**Records for this task**
PR #779, opened 2016-09-01
Adding `.finite`. Fixes #271

### LINKED ISSUE #271: assert.isNumber(NaN) passes
The title says it all. I can see that, [according to the spec](http://www.ecma-international.org/ecma-262/5.1/#sec-4.3.20), this may be considered correct behavior, but it runs pretty contrary to developer expectations.

At very least, it would be great to see a note about this in the docs.

TheSavior:
As discussed in #271, `.isNumber` currently passes for `NaN`. This issue recently bit our team and so we wanted to move forward on the proposal in that issue. 

The implementation is the polyfill from https://developer.mozilla.org/en-US/docs/Web/JavaScript/Reference/Global_Objects/Number/isFinite.

### DIFF
--- a/lib/chai/core/assertions.js
+++ b/lib/chai/core/assertions.js
@@ -2151,16 +2151,15 @@ module.exports = function (chai, _) {
    *
    * Asserts that the target is a finite number. Unlike `.a('number')`, this will fail for `NaN` and `Infinity`.
    *
-   *     expect(4).to.be.finite();
-   *     expect(NaN).to.not.be.finite();
+   *     expect(4).to.be.finite;
+   *     expect(NaN).to.not.be.finite;
    *
    * @name finite
    * @namespace BDD
    * @api public
    */
 
-  Assertion.addMethod('finite', function(msg) {
-    if (msg) flag(this, 'message', msg);
+  Assertion.addProperty('finite', function(msg) {
     var obj = flag(this, 'object');
 
     this.assert(
--- a/lib/chai/core/assertions.js
+++ b/lib/chai/core/assertions.js
@@ -2149,9 +2149,10 @@ module.exports = function (chai, _) {
   /**
    * ### .finite
    *
-   * Asserts that the target is a finite number. Unlike `.a('number')`, this will fail for `NaN` and `Infinity`
+   * Asserts that the target is a finite number. Unlike `.a('number')`, this will fail for `NaN` and `Infinity`.
    *
-   *     expect(foo).to.be.finite();
+   *     expect(4).to.be.finite();
+   *     expect(NaN).to.not.be.finite();
    *
    * @name finite
    * @namespace BDD
--- a/lib/chai/core/assertions.js
+++ b/lib/chai/core/assertions.js
@@ -2145,4 +2145,27 @@ module.exports = function (chai, _) {
       , 'expected #{this} to not be frozen'
     );
   });
+
+  /**
+   * ### .finite
+   *
+   * Asserts that the target is a finite number. Unlike `.a('number')`, this will fail for `NaN` and `Infinity`
+   *
+   *     expect(foo).to.be.finite();
+   *
+   * @name finite
+   * @namespace BDD
+   * @api public
+   */
+
+  Assertion.addMethod('finite', function(msg) {
+    if (msg) flag(this, 'message', msg);
+    var obj = flag(this, 'object');
+
+    this.assert(
+        typeof obj === "number" && isFinite(obj)
+      , 'expected #{this} to be a finite number'
+      , 'expected #{this} to not be a finite number'
+    );
+  });
 };
--- a/lib/chai/interface/assert.js
+++ b/lib/chai/interface/assert.js
@@ -735,7 +735,6 @@ module.exports = function (chai, util) {
    /**
    * ### .isFinite(value, [message])
    *
-   * Asserts that `value` is a finite number. This will fail for NaN, unlike `.isNumber`
    * Asserts that `value` is a finite number. Unlike `.isNumber`, this will fail for `NaN` and `Infinity`
    *
    *     var cups = 2;
--- a/lib/chai/interface/assert.js
+++ b/lib/chai/interface/assert.js
@@ -750,7 +750,7 @@ module.exports = function (chai, util) {
    */
 
   assert.isFinite = function (val, msg) {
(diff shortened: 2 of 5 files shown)


lib/chai/interface/assert.js
```diff
@@ -732,6 +732,26 @@ module.exports = function (chai, util) {
     new Assertion(val, msg).to.not.be.a('number');
   };
 
+   /**
+   * ### .isFinite(value, [message])
+   *
+   * Asserts that `value` is a finite number. This will fail for NaN, unlike `.isNumber`
+   * Asserts that `value` is a finite number. Unlike `.isNumber`, this will fail for `NaN` and `Infinity`
```
amarcher: The comment on line 738 seems redundant with that on line 739

lucasfcosta: Agreed.
IMO leaving only the last one would be more appropriate.

lucasfcosta:
Hi @TheSavior, thanks for your contribution!
I've taken a look at the issue you referenced and I agree we should have an explicit assertion to check if something is neither `infinity` nor `NaN`.
Since @keithamus already said he thinks having this assertion would be a good idea too, I'll ping @meeber to hear his opinion.

-------------------------------------------

**Regarding the Code:**

Good job! The code looks clean and has tests, but I'd like to ask you to add some [tests for the `should` interface](https://github.com/chaijs/chai/blob/master/test/should.js) too.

**Work to be completed**
Give every part of the material again, exactly as written.

**Output below**
PR #779, opened 2016-09-01
Adding `.finite`. Fixes #271

### LINKED ISSUE #271: assert.isNumber(NaN) passes
The title says it all. I can see that, [according to the spec](http://www.ecma-international.org/ecma-262/5.1/#sec-4.3.20), this may be considered correct behavior, but it runs pretty contrary to developer expectations.

At very least, it would be great to see a note about this in the docs.

TheSavior:
As discussed in #271, `.isNumber` currently passes for `NaN`. This issue recently bit our team and so we wanted to move forward on the proposal in that issue. 

The implementation is the polyfill from https://developer.mozilla.org/en-US/docs/Web/JavaScript/Reference/Global_Objects/Number/isFinite.

### DIFF
--- a/lib/chai/core/assertions.js
+++ b/lib/chai/core/assertions.js
@@ -2151,16 +2151,15 @@ module.exports = function (chai, _) {
    *
    * Asserts that the target is a finite number. Unlike `.a('number')`, this will fail for `NaN` and `Infinity`.
    *
-   *     expect(4).to.be.finite();
-   *     expect(NaN).to.not.be.finite();
+   *     expect(4).to.be.finite;
+   *     expect(NaN).to.not.be.finite;
    *
    * @name finite
    * @namespace BDD
    * @api public
    */
 
-  Assertion.addMethod('finite', function(msg) {
-    if (msg) flag(this, 'message', msg);
+  Assertion.addProperty('finite', function(msg) {
     var obj = flag(this, 'object');
 
     this.assert(
--- a/lib/chai/core/assertions.js
+++ b/lib/chai/core/assertions.js
@@ -2149,9 +2149,10 @@ module.exports = function (chai, _) {
   /**
    * ### .finite
    *
-   * Asserts that the target is a finite number. Unlike `.a('number')`, this will fail for `NaN` and `Infinity`
+   * Asserts that the target is a finite number. Unlike `.a('number')`, this will fail for `NaN` and `Infinity`.
    *
-   *     expect(foo).to.be.finite();
+   *     expect(4).to.be.finite();
+   *     expect(NaN).to.not.be.finite();
    *
    * @name finite
    * @namespace BDD
--- a/lib/chai/core/assertions.js
+++ b/lib/chai/core/assertions.js
@@ -2145,4 +2145,27 @@ module.exports = function (chai, _) {
       , 'expected #{this} to not be frozen'
     );
   });
+
+  /**
+   * ### .finite
+   *
+   * Asserts that the target is a finite number. Unlike `.a('number')`, this will fail for `NaN` and `Infinity`
+   *
+   *     expect(foo).to.be.finite();
+   *
+   * @name finite
+   * @namespace BDD
+   * @api public
+   */
+
+  Assertion.addMethod('finite', function(msg) {
+    if (msg) flag(this, 'message', msg);
+    var obj = flag(this, 'object');
+
+    this.assert(
+        typeof obj === "number" && isFinite(obj)
+      , 'expected #{this} to be a finite number'
+      , 'expected #{this} to not be a finite number'
+    );
+  });
 };
--- a/lib/chai/interface/assert.js
+++ b/lib/chai/interface/assert.js
@@ -735,7 +735,6 @@ module.exports = function (chai, util) {
    /**
    * ### .isFinite(value, [message])
    *
-   * Asserts that `value` is a finite number. This will fail for NaN, unlike `.isNumber`
    * Asserts that `value` is a finite number. Unlike `.isNumber`, this will fail for `NaN` and `Infinity`
    *
    *     var cups = 2;
--- a/lib/chai/interface/assert.js
+++ b/lib/chai/interface/assert.js
@@ -750,7 +750,7 @@ module.exports = function (chai, util) {
    */
 
   assert.isFinite = function (val, msg) {
(diff shortened: 2 of 5 files shown)


lib/chai/interface/assert.js
```diff
@@ -732,6 +732,26 @@ module.exports = function (chai, util) {
     new Assertion(val, msg).to.not.be.a('number');
   };
 
+   /**
+   * ### .isFinite(value, [message])
+   *
+   * Asserts that `value` is a finite number. This will fail for NaN, unlike `.isNumber`
+   * Asserts that `value` is a finite number. Unlike `.isNumber`, this will fail for `NaN` and `Infinity`
```
amarcher: The comment on line 738 seems redundant with that on line 739

lucasfcosta: Agreed.
IMO leaving only the last one would be more appropriate.

lucasfcosta:
Hi @TheSavior, thanks for your contribution!
I've taken a look at the issue you referenced and I agree we should have an explicit assertion to check if something is neither `infinity` nor `NaN`.
Since @keithamus already said he thinks having this assertion would be a good idea too, I'll ping @meeber to hear his opinion.

-------------------------------------------

**Regarding the Code:**

Good job! The code looks clean and has tests, but I'd like to ask you to add some [tests for the `should` interface](https://github.com/chaijs/chai/blob/master/test/should.js) too.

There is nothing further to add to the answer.